Go Ad-Free
logoThe People's Perspective on Medicine

Cure or Catastrophe: The Unpredictability of Medications

Promise or peril? The unpredictability of medications makes some folks extremely ill while others never experience any problems. Why is that?

Physicians who prescribe medications like to believe that their choices are based on evidence. In fact, there is a mantra that most prescribers have embraced: “Evidence Based Medicine,” abbreviated: EBM. It represents scientifically proven treatments. Instead of tradition or intuition, this approach relies on randomized controlled trials. But there’s a problem with EBM. The inherent unpredictability of medications makes it almost impossible to anticipate the benefit or risk for any individual patient.

Patients Are Like Snowflakes:

You’ve probably heard that no two snowflakes are identical. Even so, you would have to look very carefully to spot the differences. People, on the other hand, usually look distinct. That’s why facial recognition programs are effective.

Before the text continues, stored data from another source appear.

PR #1778, opened 2026-09-04
test(os): #1651 a reboot in the KVM harness is observed by boot id, never assumed after a fixed sleep

VijitSingh97:
## What

Every reboot leg in `tests/os/run.sh` was `reboot; sleep 10; _wait_ssh`, and `_wait_ssh` only waits for `ssh true`. If the guest's shutdown outlasts the sleep, or the reboot command never lands, the harness reconnects to the still-running OLD boot and reads its marker as the verdict. That is the shape of the one red in the 09-04 battery on the frozen tip.

Three helpers replace it. `_boot_id` reads `/proc/sys/kernel/random/boot_id`. `_wait_new_boot <before> <secs>` polls until the id DIFFERS from `before`, counts how many probes the old boot answered after the command (a near-miss is now visible in the log), and fails at the deadline naming the id that stayed. `_reboot_wait <cmd> <secs>` records the id, issues the command, and waits; it refuses (rc 1, with a line saying why) when the id cannot be read before the command, because then a reconnect and a reboot would look alike. All 15 reboot legs whose verdict is read over SSH use it: 13 through `_reboot_wait`, and two that cannot (the fault-phase install-and-boot site, which must keep the install command's captured output, and leg 4's dashboard-driven reboot, where `_os_step` owns the command) record the id themselves and call `_wait_new_boot`. The two media-phase reboots are deliberately untouched: each already observes the new boot by a console banner on a truncated serial log before it waits for SSH. Leg 4 was the fifteenth, found independently by both non-author passes; it took `sleep 15`, which is what a `sleep 10` sweep passes over. Second commit; line-neutral.

`tests/os/` is outside the IMAGE FREEZE. Nothing under `tests/` is COPYed into the rootfs (`os/rootfs/Dockerfile`), so the image a battery on this tip builds differs from the frozen tip's only by the stamped commit.

## Why now (#1651)

- The battery on the frozen tip (`BUILD_COMMIT` `b4d818ec038954108fa86fe6cc36cb79d661469b`) ended `os harness: 188 passed, 1 failed`; the one red is the rig phase's update leg at `run.sh:2928`, `expected v2 in the rig's spare slot, got 'v1'`. Re-derived this session from the evidence dir's log, not relayed.
- A rig-only rerun on the SAME tree with the old harness plus an external 5-s probe (boot id, marker, RAUC booted slot, grubenv) was rc 0 with 0 reds; the probe recorded a different boot id after every reboot (four ids across three reboots) and read `v2` on slot B with `B_OK=1`. Neither hypothesis (reconnect race vs a slot-B rollback) reproduced; the failed run's guest is gone, so its cause is unrecoverable. Re-derived from that run's `probe.log` this session.
- The standing directive on this lane is that a green rerun with no cause named is not accepted. This change makes the race impossible by construction and instruments the near-miss, and a third run on this harness follows (below).

## What was RUN (this session)

- `bash -n tests/os/run.sh`: ok. `shfmt -i 4 -d`: clean. `bash scripts/lint-file-budget.sh`: OK. The file is 3423 lines, its ceiling exactly; the change is line-neutral.
- `_wait_new_boot` now declares `now=` (second commit): the reviewer reproduced `now: unbound variable` under `set -u` for a deadline that never enters the loop, unreachable from every site but free to fix; `_wait_new_boot old-id 0` now returns 1 cleanly.
- Four offline controls against the committed helper text with a fake `_ssh` (a guest that answers the OLD id for N probes after `reboot`, then a NEW one):
  - old boot answers 2 probes, then a new id: rc 0, and the log line `the old boot old-id answered 2 probe(s) after the reboot command before going down`
  - instant shutdown: rc 0, no stale line
  - never reboots, 12 s deadline: rc 1, `no new boot within 12 s — boot id old-id, was old-id`
  - boot id unreadable before the command: rc 1, `could not read the boot id before 'reboot' — a reconnect and a reboot would look alike`
- Leg-4 shape control with a fake guest and a fake `_os_step`: unreadable id, no reboot issued and the failure block fires; old boot never goes down, rc 1; reboot observed, the leg proceeds.
- NOT run locally: `make lint-sh`. The previous session ran it for seven minutes and lost the verdict to a pipeline's rc; a re-run here contends with the KVM run for memory. CI's lint-sh job is the gate; this PR is not MERGE-READY until it is green.
- Run 3, the rig phase on THIS harness (first commit, tree clean): `run.sh rc=0`, `os harness: 21 passed, 0 failed`, zero reds; the helper's own line `the old boot … answered 1 probe(s) after the reboot command before going down` printed on BOTH rig reboots, so the old boot is still answering SSH after the reboot command on this bench and the race is real, not theoretical. An independent 5-s probe saw four boot ids across three reboots and `v2` only after slot B's own id. Full readings on #1651. The second commit changes no line the rig phase executes (leg 4 is in the update phase; `now=` changes nothing on a reachable path), so run 3 stands for the helpers; I did not rerun it.

## Over-engineering pass (by hand: the review hook keys off a dead branch from this lane's cwd and cannot see this diff)

- One helper composed of two, not two per site. Inlining record/issue/wait at every site was available and rejected: about 40 extra lines against a file at its ceiling, and 14 copies of the same guard.
- No new flag or env var: the probe timeout reuses `SSH_PROBE_TIMEOUT`, the variable `_wait_ssh` already uses.
- Every site keeps its deadline (240, 300 or 420 s); only what the deadline waits FOR changed.
- New failure mode, named by the reviewer: the pre-read is one unretried probe, so a transient SSH blip at that instant now reds a leg the old code would have carried through. That is the direction a harness should fail in (a false red gets investigated, a false green ships); not changed.

## Not done

- No `--phase all` on this harness yet. That is the gating battery, which runs after this merges, on the tip it produces.
- The 09-04 red's cause stays unknown. What this change guarantees is that the harness can no longer produce that false red, and that a real slot-B rollback now reads as `boot id changed, marker v1` instead of the same line.

### DIFF
--- a/tests/os/run.sh
+++ b/tests/os/run.sh
@@ -154,6 +154,30 @@ _wait_ssh() { # $1 seconds — the definition of "not bricked"
     done
     return 1
 }
+_boot_id() { _ssh cat /proc/sys/kernel/random/boot_id 2>/dev/null | tr -d '\r\n' | grep .; } # rc 1 when unreadable
+# A reboot is OBSERVED, never assumed (#1651): wait for a boot id DIFFERENT from $1. `sleep 10; _wait_ssh` reconnected
+# to the still-running old boot whenever the shutdown outlasted the sleep (or the reboot command never landed) and
+# read the OLD marker as the verdict. Reports how many probes the old boot answered, so a near-miss is visible.
+_wait_new_boot() { # $1 = boot id before the reboot, $2 = seconds
+    local deadline=$(($(date +%s) + $2)) SSH_TIMEOUT="${SSH_PROBE_TIMEOUT:-20}" now stale=0
+    while [ "$(date +%s)" -lt "$deadline" ]; do
+        now=$(_boot_id)
+        [ -n "$now" ] && [ "$now" != "$1" ] && break
+        [ "$now" = "$1" ] && stale=$((stale + 1))
+        sleep 5
+    done
+    [ "$stale" -eq 0 ] || info "the old boot $1 answered $stale probe(s) after the reboot command before going down"
+    [ -n "$now" ] && [ "$now" != "$1" ] && return 0
+    info "no new boot within $2 s — boot id ${now:-unreadable}, was $1"
+    return 1
+}
+_reboot_wait() { # $1 = the command that reboots the guest, $2 = seconds to wait for the new boot
+    local before
+    before=$(_boot_id) || info "could not read the boot id before '$1' — a reconnect and a reboot would look alike"
+    [ -n "$before" ] || return 1
+    _ssh "$1" >/dev/null 2>&1 || true # the session dies with the reboot
+    _wait_new_boot "$before" "$2"
+}
 # Classify why _wait_ssh gave up, using only signals that do NOT need a working SSH session — the
 # guest either isn't running, isn't the one we're still probing, or is running and refusing the
 # connection (sshd not up yet, or genuinely dead) vs. not answering the network at all. $1 is the
@@ -501,9 +525,7 @@ phase_boot() {
     id_before=$(_ssh cat /etc/machine-id)
     jd_before=$(_ssh 'ls /var/log/journal | wc -l' | tr -d '\r\n ')
     if [ -n "$id_before" ]; then
-        _ssh reboot >/dev/null 2>&1 || true
-        sleep 10
-        if _wait_ssh 240; then
+        if _reboot_wait reboot 240; then
             id_after=$(_ssh cat /etc/machine-id)
             [ -n "$id_after" ] && [ "$id_before" = "$id_after" ] && ok "machine-id stable across a reboot ($id_before)" ||
                 bad "machine-id changed across a reboot (before: $id_before, after: ${id_after:-none})"
@@ -627,9 +649,7 @@ phase_update() {
         return
     }
     ok "v2 installed into the spare slot"
-    _ssh "$(_boot_spare_cmd)" || true
-    sleep 10
-    _wait_ssh 300 || {
+    _reboot_wait "$(_boot_spare_cmd)" 300 || {
         bad "guest never returned after booting the spare slot"
         return
     }
@@ -638,9 +658,7 @@ phase_update() {
         bad "expected v2 in the spare slot, got '$marker'"
         return
     }
-    _ssh reboot || true # uncommitted -> the bootloader must fall back on its own
-    sleep 10
-    _wait_ssh 300 || {
+    _reboot_wait reboot 300 || { # uncommitted -> the bootloader must fall back on its own
         bad "guest never returned after the no-commit reboot"
         return
     }
@@ -655,9 +673,7 @@ phase_update() {
         bad "the second v2 install failed on the guest"
         return
     }
-    _ssh "$(_boot_spare_cmd)" || true
-    sleep 10
-    _wait_ssh 300 || {
+    _reboot_wait "$(_boot_spare_cmd)" 300 || {
         bad "guest never returned after the second install"
         return
     }
@@ -666,9 +682,7 @@ phase_update() {
         return
     }
     ok "committed the booted update"
-    _ssh reboot || true
-    sleep 10
-    _wait_ssh 300 || {
+    _reboot_wait reboot 300 || {
         bad "guest never returned after the post-commit reboot"
         return
     }
@@ -711,9 +725,7 @@ phase_update() {
     # and everything after belongs to the boot leg 4 actually runs against.
     local serial_mark
     serial_mark=$(wc -c <"$SERIAL" 2>/dev/null | tr -d ' ')
-    _ssh "$(_rollback_cmd)" || true
-    sleep 10
-    _wait_ssh 300 || {
+    _reboot_wait "$(_rollback_cmd)" 300 || {
         bad "guest never returned after an operator rollback"
         return
     }
@@ -2254,9 +2266,7 @@ phase_provision() {
     # pithead-boot's own loader running on a provisioned machine (#798).
     _ssh "rm -f /data/pithead/data/.loaded-*.sha" 2>/dev/null ||
         bad "could not drop the digest records before the reboot"
-    _ssh reboot 2>/dev/null || true
-    sleep 10
-    _wait_ssh 300 || {
+    _reboot_wait reboot 300 || {
         bad "guest never returned from the reboot"
         return
     }
@@ -2438,9 +2448,7 @@ phase_provision() {
         bad "no migration-pending marker after installing a data_migration bundle"
         return
     fi
-    _ssh reboot || true
-    sleep 10
-    _wait_ssh 300 || {
+    _reboot_wait reboot 300 || {
         bad "guest never returned after booting the migration bundle"
         return
     }
@@ -2854,9 +2862,7 @@ phase_rig() {
 
     # ---- reboot: pithead-boot owns a rig now, and commits its slot -------------------------
     info "reboot leg — the rig must come back mining, and commit its own slot"
-    _ssh reboot 2>/dev/null || true
-    sleep 10
-    _wait_ssh 300 || {
+    _reboot_wait reboot 300 || {
         bad "the rig never returned from the reboot"
         return
     }
@@ -2917,9 +2923,7 @@ phase_rig() {
         return
     }
     ok "v2 installed into the rig's spare slot"
-    _ssh "$(_boot_spare_cmd)" || true
-    sleep 10
-    _wait_ssh 300 || {
+    _reboot_wait "$(_boot_spare_cmd)" 300 || {
         bad "the rig never returned after booting the spare slot"
         return
     }
@@ -2964,9 +2968,7 @@ phase_rig() {
         ;;
     *) bad "the rig never self-committed the updated slot — grubenv: ${genv2:-unreadable}" ;;
     esac
-    _ssh reboot || true
-    sleep 10
-    _wait_ssh 300 || {
+    _reboot_wait reboot 300 || {
         bad "the rig never returned after the post-commit reboot"
         return
     }
@@ -3055,10 +3057,12 @@ phase_fault() {
         bad "re-staging the bundle before the commit test failed"
         return
     }
+    local before
+    before=$(_boot_id) || bad "could not read the boot id before the install — a reconnect and a reboot would look alike"
+    [ -n "$before" ] || return
     out=$(_ssh "$(_install_and_boot_cmd /data/update.bundle) 2>&1" || true)
     [ -n "$out" ] && info "install output: $(printf '%s' "$out" | tail -3 | tr '\n' ' ' | cut -c1-160)"
-    sleep 10
-    _wait_ssh 300 || {
+    _wait_new_boot "$before" 300 || {
         bad "guest never returned after installing v2"
         return
     }
@@ -3085,9 +3089,7 @@ phase_fault() {
     # be able to put the previous version back on demand — not only wait for an automatic fallback.
     info "operator-initiated rollback"
     marker=$(_marker)
-    _ssh "$(_rollback_cmd)" >/dev/null 2>&1 || true
-    sleep 10
-    if _wait_ssh 300; then
+    if _reboot_wait "$(_rollback_cmd)" 300; then
         local after
         after=$(_marker)
         if [ -n "$after" ] && [ "$after" != "$marker" ]; then
@@ -3230,9 +3232,7 @@ phase_reset() {
 
     # The real command an operator runs — not a reimplementation of it (factory_reset() in
     # `pithead`). It arms the ESP marker and reboots; the ssh connection drops with the reboot.
-    _ssh "cd /data/pithead && ./pithead factory-reset -y" >/dev/null 2>&1 || true
-    sleep 10
-    if _wait_ssh 300; then
+    if _reboot_wait "cd /data/pithead && ./pithead factory-reset -y" 300; then
         ok "guest returned after the factory-reset reboot"
     else
         bad "guest never returned after factory-reset — BRICKED"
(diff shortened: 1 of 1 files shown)


VijitSingh97:
**Non-author review pass — the `fixes` lane (the other v2 lane), at `fc543de9` against `develop-v2` `8ac19cda`.**

**What I RAN:** static reading of the head only — `git diff`, a mechanical sweep of the file, and source reads. **No battery, no KVM guest, no suite, no `make lint-sh`** (the appliance lane holds the bench claim and asked this lane off lint during its runs). So this pass is about the change's shape, not about a green run; CI is the only verdict on the lint/shell half.

**Correct, checked at source rather than assumed:**

- `local SSH_TIMEOUT="${SSH_PROBE_TIMEOUT:-20}"` in `_wait_new_boot` is not decorative: `SSH_TIMEOUT` is genuinely the variable `_ssh` bounds itself with (`timeout "${SSH_TIMEOUT:-5400}"`, `:146`), and the line mirrors `_wait_ssh:150` exactly. Each probe is bounded at 20 s, and `_boot_id` inherits the local dynamically.
- The file is `set -uo pipefail` with **no `set -e`**, and every `_reboot_wait` / `_wait_new_boot` call site is in a tested context (`|| {` or `if`). So the trailing `[ -n "$now" ] && [ "$now" != "$1" ] && return 0` falling through to `info` + `return 1` is safe in both directions.
- `local before` is declared on its own line and assigned separately at both sites (`_reboot_wait:175-177`, `phase_fault:3060-3062`), so `local` does not swallow `_boot_id`'s rc.
- The new guard is **strictly stronger** than what it replaces: reading `/proc/sys/kernel/random/boot_id` needs a working session, so it implies `ssh true` and adds the discrimination on top.
- **It does not mask the hypothesis it is meant to leave testable.** If slot B boots, hits `fail_boot` and GRUB falls back to A, the boot id still changes, so `_wait_new_boot` returns 0 and the marker assert at `:2930` still reds. A real slot-B rollback survives this change — which is what makes the rerun a valid discriminator rather than a way to turn the row green.

**Completeness — one site of the same class is NOT converted.** I swept every reboot-triggering construct in the file (`_ssh reboot`, `_boot_spare_cmd`, `_rollback_cmd`, `_install_and_boot_cmd`, `factory-reset`, `systemctl reboot`, the dashboard reboot action). The sweep fires on all 14 converted sites, which is its positive control. Three triggers remain unconverted; two are fine — `phase_media:2631` and `:2712` both truncate `$SERIAL` and then observe the new boot with `wait_serial` on a banner that only the new boot emits, which is a real instrument, not a fixed sleep. The third is not fine:

- **`phase_update` leg 4, `run.sh:1124-1127`:** `_os_step '{"action":"reboot"}'` → `sleep 15` → `_wait_ssh 420` → read `/etc/pithead-test-marker` as the verdict. **That is the same shape as `:2928`** — a shutdown outlasting the fixed sleep lets `_wait_ssh` reconnect to the still-running old boot and read the OLD marker. It escaped conversion because the sleep is `15`, not `10`.
- The helper already covers it: `phase_fault:3060-3066` is the pattern for a reboot **not** issued over `_ssh` — read `before=$(_boot_id)` before the trigger, then `_wait_new_boot "$before" 420` in place of `sleep 15; _wait_ssh 420`.
- **Masked today, which is why nobody has seen it red:** the 09-03 run reported leg 4 failing 7 rows for an unrelated cause (the running version's patch component is 0, so the leg cannot age it below itself). This race cannot surface until that clears.

**Verdict: PASS on the change as written.** It is correct, bounded, strictly stronger than the code it replaces, and it leaves the product hypothesis testable. My one reservation is the totality the subject line claims — "a reboot in the KVM harness is observed by boot id, never assumed after a fixed sleep" is not yet true of the file, and `sleep 15` is exactly the form a later `sleep 10` grep will pass over. Folding `:1124` in is three lines with the author's own helper and costs no image bytes and no battery time, so CI is the only gate on it; filing it instead is a defensible call, but leaving the claim unqualified is not.

**I am not merging on this pass:** at the time of writing CI is still pending (Shell tests, Dashboard tests, two image builds) and this is the author lane's call on the `:1124` site. Merge-ready from my side at `fc543de9` once CI is green — `tests/os/` is outside the image freeze and changes no image bytes, so this does not touch the frozen tip.

VijitSingh97:
**Non-author reviewer pass — PASS at `fc543de9e5443cafaa5f2bb00ab9c05df7f0e4e8`**

Not merge-ready yet: `Shell tests (shellcheck + pithead suite)` is still **pending**, and that is the one gate this body defers to. I do not merge `tests/os/` changes — that is the appliance/fixes lane's call once the job is green. Two notes, neither blocking.

### The bar that decides it — driven, not read

Helpers extracted **verbatim** from the committed file (`sed -n '149,180p'`, sha256 `3f6b2b43…5b8f8be3`), run under the same options as `run.sh:41` (`set -uo pipefail`, no `set -e`), against a fake `_ssh` guest.

**Controlled pair, same fake guest, old boot stays up and the id never changes:**

| shape | rc |
|---|---|
| old — `_ssh reboot; sleep 10; _wait_ssh` | **0** — false green, the marker read comes from the OLD boot |
| new — `_wait_new_boot "$before"` | **1** — race caught |

**All four of your controls reproduce**, with an arming control so the fixture is proven live: 2 stale probes → rc 0 + `answered 2 probe(s)`; same fixture at 5 → the count **moves** to `answered 5 probe(s)`; instant → rc 0, no stale line; never → rc 1 + `no new boot within 12 s`; unreadable-before → rc 1 + the refusal line.

*(My first attempt at the 2-probe case did not reproduce — my counter incremented inside `_boot_id`'s `$(...)` subshell, so the fixture never armed. My bug, not yours; refixed with a file counter. Recording it because a fixture that never arms passes for the wrong reason.)*

**Two probes beyond your list:**
- **The refusal path issues NO reboot command** — I logged every command sent and it is only the `cat …/boot_id`. Stronger than the body claims: it refuses *before* perturbing the guest.
- **A brick is not confused with a near-miss** — id unreadable forever after the reboot → rc 1, `no new boot within 8 s — boot id unreadable, was old-id`.

### Sites and scope, re-derived at source

13 via `_reboot_wait` (`528, 652, 661, 676, 685, 728, 2269, 2451, 2865, 2926, 2971, 3092, 3235`) + `_wait_new_boot` at `3065` = 14. Matches exactly. No `before` collision in `phase_fault`.

Freeze: read all 29 `COPY`/`ADD` lines in `os/rootfs/Dockerfile` at this sha including the multi-line one at `159-160` — none under `tests/`. Budget: `docs/dev/file-budget.tsv:70` is `3423` at both this sha and the base, `wc -l` is `3423` on both sides, tsv untouched — so **"its ceiling exactly" is accurate and headroom is zero**, which is what makes the 40-line rejection in your over-engineering pass sound. `bash -n` rc 0; `shfmt -i 4 -d` (v3.13.1) empty diff. Both run here, not relayed.

### Note 1 — a 15th reboot leg keeps the defective shape, and the body does not say so

`run.sh:1124-1126` — leg 4's dashboard reboot is still `_os_step '{"action":"reboot"}'; sleep 15; _wait_ssh 420`, feeding `run.sh:1133-1134` `bad "leg 4: expected v2 after the dashboard reboot, got '$marker'"`. Same shape, **same failure signature** as the red this PR exists to eliminate.

Leaving it out is defensible — zero headroom, and it needs ~+2 lines because `_os_step` owns the command (so the `3060-3065` shape, not `_reboot_wait`). But "All 14 reboot sites use it" reads as *every reboot in the file*, and `## Not done` does not mention it. **Please correct the body and file it against #1651** so it is not rediscovered as a fresh flake.

Cleared so nobody re-flags them: the media phase's two unconverted reboots (`2631`, `2712`) are correct omissions — each is gated on `wait_serial "<exact banner>"` against a `: >"$SERIAL"`-truncated console *before* its `_wait_ssh`, so the new boot is already observed independently there.

### Note 2 — latent, unreachable today, free to fix

`local … now stale=0` leaves `now` unset; under `set -u` a never-entered loop dies with `now: unbound variable` — reproduced with `_wait_new_boot old-id 0`. Unreachable from all 14 sites (all pass 240/300). `now=` in that same `local` costs zero lines.

Minor: on the refusal path the caller reports `bad "guest never returned after …"`, which mis-names the cause — but your info line prints first, so the log is not misleading.

### An attack I ran that failed, so it is not a finding

I expected a diagnostic regression from `_ssh "$1" >/dev/null 2>&1`, since 10 of the 13 sites previously showed that command's stdout. It is nil: `_boot_spare_cmd` is `printf 'reboot'` (`309-311`), the bare-`reboot` sites likewise, and `_ssh` already sends stderr to `$SSH_ERR` internally (`145-147`) so the outer `2>&1` changes nothing. Only `_rollback_cmd`'s stdout at `728` is lost, and its failures go to stderr anyway.

The counterweight that **is** real: the pre-read is a single unretried probe, so one transient ssh blip now turns a green leg red where the old code carried on. Right direction for a harness — a false red gets investigated, a false green ships — so not a return, but it is a new failure mode the body does not name.

### PROVEN vs ASSUMED

**Proven, each with a control that fired:** the old/new pair; your four controls plus the 2→5 arming control; the no-reboot-on-refusal command log; the brick case; the `set -u` reproduction; `bash -n`; `shfmt -i 4 -d` with the version printed; the site enumeration; the line-count/ceiling figures via `git show <rev>:<path>` on both sides; the `COPY` enumeration; a topology scan of this body (four scanners, each fired on a seeded positive control, all clean).

**Assumed — not verified by me:** **I did not run `make lint-sh` or shellcheck** (the wrapper's own lock self-deadlocks under a `flock` here, and 0.9.0 has OOM-killed a session on this very file) — CI's `Shell tests` job is the gate and it is pending. **No bench, no KVM, no rig, no image, no live guest** — everything above is the committed helper text against a fake `_ssh`, so real reboot semantics on a real guest are untested by me. I did not run or watch run 3, and I did not watch CI to completion.

VijitSingh97:
**Merged by the `fixes` lane at `4020b67b` — the author lane did not merge its own PR.** Three commits, re-passed at each head.

**The part of this worth keeping: the lint gate caught what two independent reviewers endorsed.** The `set -u` note came from the ephemeral reviewer, which proposed `now=` in the `local` line and called it "zero lines". I re-passed that delta and agreed. **Both of us were wrong** — `shellcheck` 0.11.0 reads `now= stale=0` as an empty assignment followed by a command and raises **SC1007** at warning level, so `make lint-sh` exited 2 and the suite steps never ran. I read that off the job log myself (`actions/jobs/<id>/logs`; note `gh run view --log-failed` returns nothing while a run is still in progress). Fixed as `now=''` in the third commit. **Two passes converging is not a proof — it is two opinions, and here the gate outranked both.**

**Delta re-derived at source at every step, never from a description:**

- `fc543de9 -> a1c2d698` — `run.sh` only, **5+/5-**, line-neutral: leg 4 converted, plus the `set -u` change.
- `a1c2d698 -> 4020b67b` — **1+/1-**, that one `local` line.

**The leg-4 conversion is correct in both directions.** It is `A && B || C`, the shape that most often hides a bug, so I walked both branches: an unreadable boot id **issues no reboot at all**, leaving the guest unperturbed, *and* **falls into the failure block and reds the leg** rather than silently continuing. `_wait_new_boot` sits mid-list, so it stays in a tested context. The `bad` line mis-names the cause on that path, but the helper's `info` line prints first, so the log is not misleading.

**Completeness, re-swept on each head with the same instrument and the same positive control:** converted reboot sites went **14 -> 15** — 13 via `_reboot_wait`, plus leg 4 and the fault-phase install via `_wait_new_boot`. The only unconverted reboots left are `phase_media:2631` and `:2712`, which **both passes independently cleared as correct**: each truncates `$SERIAL` and observes the new boot with `wait_serial` on a banner only the new boot emits. **So the class is closed at 15 with two deliberate, correct omissions, and the body's totality claim is now true as written.** I also checked mechanically that the SC1007 shape appears nowhere else in the file, so the third commit is not a spot fix.

**Run by me on the final head:** `bash -n` rc 0; `shfmt -i 4 -d` empty diff **at v3.13.1, which is `make -s print-shfmt-version`** — the gate's own pin, so that result is this gate's and not some other tool's; `wc -l` = **3423**, exactly the `docs/dev/file-budget.tsv:70` ceiling on both sides. **Not run by me: shellcheck.** This box has 0.9.0, which `make lint-sh` explicitly refuses as "not this gate's" and which has OOM-killed a session on this very file — **CI's `Shell tests` job is the gate, and this merge waited for it green on `4020b67b`, not on either earlier sha.**

**Evidence, and its limit, stated because it is the honest bound on all of this.** Run 3 (rig phase, fixed harness) came back **21 passed / 0 failed**, and the helper's own instrument fired on a live guest — `the old boot … answered 1 probe(s) after the reboot command before going down`, on **both** rig reboots. So the race is real on that bench and is now observed rather than assumed. What that does **not** settle, and the author says so on #1651: the cause of the 09-04 red itself, whose guest is gone and which recorded no boot id. **Leg 4 specifically has offline controls only — nobody has exercised it against a live guest;** the full `--phase all` battery is where that happens.

#1779 is fixed by the second commit and is hand-closed with this merge (`Closes` is inert on `develop-v2`). `tests/os/` is outside the image freeze and changes no image bytes, so the frozen tip and the `BUILD_COMMIT` the battery verdict is about are undisturbed.

**Merged on evidence I read myself, and on the distinction the previous red made necessary.** `Shell tests (shellcheck + pithead suite)` completed **success** at 21:51:49Z with `head_sha` `4020b67b` — the sha, read off the job, not off the PR page. **A green here would not have been enough on its own:** the SC1007 red exited `make lint-sh` with 2 and the suite steps never ran, so "the job is green" and "the suite ran" are different claims. I enumerated the job's steps: all 11 substantive ones conclude `success`, step 4 `Lint … (shellcheck + shfmt)` and step 5 `Run pithead test suite` among them. So the lint gate passed *and* the suite behind it executed. At merge time the rollup had no check that was not `SUCCESS` or `SKIPPED`, `mergeStateStatus` was `CLEAN`, and the head was still `4020b67b`.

People differ in many more ways than their fingerprints or the shape of their eyebrows. Some people love spicy food, while others can’t stand it. Musical tastes are even more varied. Some people love bluegrass or gospel music. Others adore jazz or classical. Then there are people who prefer rap, R&B, baroque or blues.

People also differ dramatically in their response to medications. Some people are “slow metabolizers.” That means they are less able to process certain drugs. These compounds may linger and accumulate in the body. A “standard” dose may be excessive for such individuals.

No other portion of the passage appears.